Sylvia Walby, a professor in the sociology department at Lancaster University, has been appointed Unesco chair of gender research. She said: "This is a new area. Unesco thinks that targeting inequalities in gender globally is a way in to relieving huge issues such as child poverty, education and boosting the economy in Third World countries, but we need to know the extent of the problems and to get usable figures so we can work out how a culture of not educating women, for example, has a knock-on effect on other areas of society." Professor Walby has previously worked as a research consultant for the United Nations Division for the Advancement of Women and the United Nations Economic Commission for Europe.

The University of Leeds is celebrating a number of accolades for its staff. The Academy of Finland has appointed Peter Nolan from the Business School at Leeds to the international steering committee of its new research programme on the future of work and wellbeing. Nick Wilson, another professor of business at Leeds, has been appointed to a government expert working group to examine issues surrounding the sharing of consumer credit information, with a view to improving lending decisions and tackling excess debt. Peter Buckley, professor of international business and director of the Centre for International Business at Leeds, has been awarded the Booz Allen Hamilton Strategy and Business Eminent Scholar in Management Prize from the US Academy of Management International Management Division. He will be presented with the award at the annual meeting of the Academy of Management in Anaheim, California, next month.

After three years as a trustee of Regent's College London, John Ormerod is to take up a new position as chairman of the board at the institution. Mr Ormerod was most recently director of strategy and communications and a member of the management board of the Government's Export Credits Guarantee Department. He is a fellow of the St Andrews Management Institute.

A scientist at the University of Nottingham who is working to understand and preserve endangered species has been awarded the Darwin-Wallace Medal 2008 by the Linnean Society of London. The honour recognises the contribution Bryan Clarke has made to evolutionary biology. Professor Clarke has been involved in The Frozen Ark project to preserve and store the DNA and viable cells from species in danger of extinction.
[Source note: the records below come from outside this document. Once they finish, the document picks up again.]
Issue #1802, opened 2022-01-20
Make `cable_global_properties` readable


Helveg:
Like the `decor`, `cable_global_properties` is a one way bag, and what is put in can't be read out.

**Describe the feature you need**
Read operations of `set_property` and `set_ion`, and retrieving the catalogue one has registered.

**Explain what it is supposed to enable**
This is a problem for recipe composition (#1680). One can't read or merge the global properties of subrecipes.

**Additional context**
Arborio project needs to merge the recipe of the IO and CC

llandsmeer:
This would be useful for example in the implementation of 'top-level' recipes that merge a set of recipes into a single recipe: https://gist.github.com/llandsmeer/83a50458ddb134eb87e94cd3c3a77b27
This was surprisingly easy to implement, except for the distribution of global_properties() -  because that function does not take a `gid` parameter.

thorstenhater:
The catalogue now is a plain data member.

PR #1890, opened 2022-05-05
Add introspection for global properties.

thorstenhater:
Add accessors for the following items in `global_properties`
- ion_species (name -> valence) RO
- ion_data (name -> initial values) RO
- ion_rev_pot (name -> rev pot mech) RO
- Vm, rL, TK, Cm: RW

Fixes: #1802


boeschf (approved):
This looks good to me from an implementation standpoint. I am not quite sure what potential side effects would be, if any. Since this is a useful feature I approve.

PR #1891, opened 2022-05-11
Add point probes to demo

schmitts:
Extend the probe demo example with point probes sampling the conductance of two synapses.

### DIFF
--- a/example/probe-demo/probe-demo.cpp
+++ b/example/probe-demo/probe-demo.cpp
@@ -197,7 +197,7 @@ void vector_sampler(arb::probe_metadata pm, std::size_t n, const arb::sample_rec
         auto* value_range = any_cast<const arb::cable_sample_range*>(samples[i].data);
         assert(value_range);
         const auto& [lo, hi] = *value_range;
-        assert(n_entities==hi-low);
+        assert(n_entities==hi-lo);
 
         for (unsigned j = 0; j<n_entities; ++j) {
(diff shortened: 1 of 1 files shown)


thorstenhater (changes requested):
Thanks for adding this! A C++ism and then we are good to merge.

thorstenhater (approved):
👍

example/probe-demo/probe-demo.cpp
```diff
@@ -173,21 +186,29 @@ void scalar_sampler(arb::probe_metadata pm, std::size_t n, const arb::sample_rec
...
-        assert(n_cable==value_range->second-value_range->first);
-
-        for (unsigned j = 0; j<n_cable; ++j) {
-            arb::mcable where = (*cables_ptr)[j];
-            std::cout << samples[i].time << ", "
-                      << where.prox_pos << ", "
-                      << where.dist_pos << ", "
-                      << value_range->first[j] << '\n';
+        const auto& [lo, hi] = *value_range;
+        assert(n_entities==hi-low);
```
brenthuisman, line 200:
```suggestion
        assert(n_entities==hi-lo);
```

brenthuisman (changes requested):
I believe this is the showstopper.

schmitts:
> I believe this is the showstopper.

I was compiling in `release` that nulls the asserts ...

brenthuisman (approved):

Issue #1484, opened 2021-04-12
Cable cell probing and sampling


brenthuisman:
After closing #1353, we did not make a new ticket to track having "Cable cell probing and sampling" pages across concepts/API. This page should describe experimental/artificial in and outputs.

### Status
* Concepts is blank
* C++ has more than Python API, including schedules, which are on Python's Recipe page
* Should "Event generator and schedules" be on this page?
* A new example?

thorstenhater:
done by PR #1898

PR #1898, opened 2022-05-17
probe id -> probeset id, and clarification in docs

### LINKED ISSUE #1877: Unclear from docs why `sim.samples` of a single handle produces array of datasets
The docs here https://docs.arbor-sim.org/en/latest/python/simulation.html#recording-samples explain it as:

> and returns the recorded data as a list, with one entry for **each probe** associated with the **probe id** that was used in step 2 above

But all the text above mentions probes and probe ids as a singular thing, produced by an index entry in the return array of `recipe.probes`; so why does my `handle = sim.sample(probe_id, ...)` call, with all singular references to probe and handle suddenly produce multiple datasets?

Answer: Because each `probe(s?)` can be expanded into multiple recording sites because the `locset` can point to multiple locations. 

That isn't really covered in the doc there. And makes the `data, meta = sim.samples(handle)[0]` susceptible to become cargo cult pattern: Don't know why, but I copy pasted this from the docs.

brenthuisman:
* Rename `probe id` and `probe id` to `probeset id` and `probeset_id` to clarify that they are associated to a (loc)set.
* Clarify documentation. 

Fixes #1877, #1484


doc/python/probe_sample.rst
```diff
@@ -5,14 +5,14 @@ Cable cell probing and sampling
 
 .. module:: arbor
 
-Cable cell probe addresses are defined analogously to their counterparts in
+Cable cell probeset addresses are defined analogously to their counterparts in
 the C++ API (see :ref:`cablecell-probes` for details). Sample data recorded
 by the Arbor simulation object is returned in the form of a NumPy array,
 with the first column holding sample times, and subsequent columns holding
 the corresponding scalar- or vector-valued sample.
```
Helveg, line 12: So do I understand correctly that in the case of scalar valued probes we get an `(N, 2)` shaped numpy array, and in the case of an `M`-long vector valued probe we'd get an `(N, 1 + M)` shaped array? Might be worth to show 2 examples of that here. Plus, we'd repeat that `K` times for each probe in the probeset?

doc/python/probe_sample.rst
```diff
@@ -5,14 +5,14 @@ Cable cell probing and sampling
...
 
 Location expressions will be realised as zero or more specific sites on
-a cell; probe addresses defined over location expressions will describe zero,
+a cell; probeset addresses defined over location expressions will describe zero,
```
Helveg, line 15: One keeps repeating the "probeset addresses defined over locations expressions", but is there any other way of defining them without location expressions that I am missing? Shouldn't this just be a statement: Probesets are defined over a location expression and will describe zero, one, or more probes...

doc/python/recipe.rst
```diff
@@ -72,10 +72,10 @@ Recipe
 
     .. function:: probes(gid)
 
-        Returns a list specifying the probe addresses describing probes on the cell ``gid``.
+        Returns a list specifying the probeset addresses describing probes on the cell ``gid``.
         Each address in the list is an opaque object of type :class:`probe` produced by
```
Helveg, line 76: Mismatch of the definitions:

> returns a list specifying probeset adresses

> each adress in the list is of type probe

Helveg: Each address in the list is a list of opaque objects of type probe. Right?

doc/python/simulation.rst
```diff
@@ -114,34 +114,34 @@ over the local and distributed hardware resources (see :ref:`pydomdec`). Then, t
...
     .. function:: remove_all_samplers()
 
         Disable all sampling processes and remove any associated recorded data.
 
     .. function:: samples(handle)
 
-        Retrieve a list of sample data associated with the given ``handle``.
-        There will be one entry in the list per probe associated with the :term:`probe id` used when the sampling was set up.
+        Retrieve a list of sample data associated with the given :term:`handle`.
+        There will be one entry in the list per probe associated with the :term:`probeset id` used when the sampling was set up.
```
Helveg, line 144: If we're doing ```:term:`probeset_id` ```then there's a lot of missed occurences that are just `probeset_id`

doc/python/simulation.rst
```diff
@@ -274,29 +274,37 @@ Definitions
         current, mechanism state, and a number of other quantities, measured either over the whole cell,
         or at specific sites (see :ref:`pycablecell-probesample`).
 
-        Probes are described by probe addresses, and the collection of probe addresses for a given cell is
+    probeset address
+        Probes are described by probeset addresses, and the collection of probeset addresses for a given cell is
```
Helveg, line 278: I wouldn't say that probes are described by probeset addresses. Maybe "probesets are described by probeset addresses" but I really still don't see the distinction between the two, what's a probeset address? The `cell_member`? That is usually already called the _probeset id_.

doc/python/simulation.rst
```diff
@@ -274,29 +274,37 @@ Definitions
...
-        particular measuring schedule, and then having a handle with which to access the recorded probe data later on.
+        particular measuring schedule, and then having a :term:`handle` with which to access the recorded probe data later on.
 
     sample
         A record of data corresponding to the value at a specific *probe* at a specific time.
 
+    handle
+        A handle for reaching sampling data associated to a sampler, which is associated to a probeset.
+        Setting a sampler (through :py:func:`simulation.sample`) returns handles. Sampled data can be retrieved
+        by passing the handle associated to a sampler (associated to a probe) to :py:func:`simulation.samples`.
```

The scheme works to foster collaborations between scientists from the Institute of Zoology and London's Natural History Museum, as well as institutions in India, South Africa, Australia and the US.

Sir Curtis Price, currently principal of the Royal Academy of Music, has been elected the next warden of New College, Oxford. He will join in September 2009, after Alan Ryan, the current warden (who is a columnist for Times Higher Education), retires. Sir Curtis was born in Springfield, Missouri, US, and studied at Southern Illinois University and Harvard University. He moved to the UK in 1981 to join King's College London, where he became King Edward VII professor of music in 1988. He took up his current post at the Royal Academy of Music in 1995.

University of Wales, Newport, has appointed Simon Haslett director of its new Centre for Excellence in Learning and Teaching. Professor Haslett, who will also chair the "pedagogy of climate change" session at the Royal Geographical Society's annual conference in August, will maintain his research interests around coastal evolution and oceanography.

The London College of Communication has created its first professor in publishing. Gill Davies, who is course director of its MA in book publishing, has been given the title after many years as a senior academic publisher. Professor Davies, who was the only woman to chair the Council for Academic and Professional Publishing, has been teaching at the college since 2005.

The crime thriller writer Lee Child has been awarded a visiting professorship at his alma mater, the University of Sheffield. During his first visit to the university later this year, he will hold writing workshops for students in the School of English Literature, Language and Linguistics, take part in Sheffield's October Off the Shelf Festival, which celebrates reading and writing, and be a guest at a book club due to be formed at the university.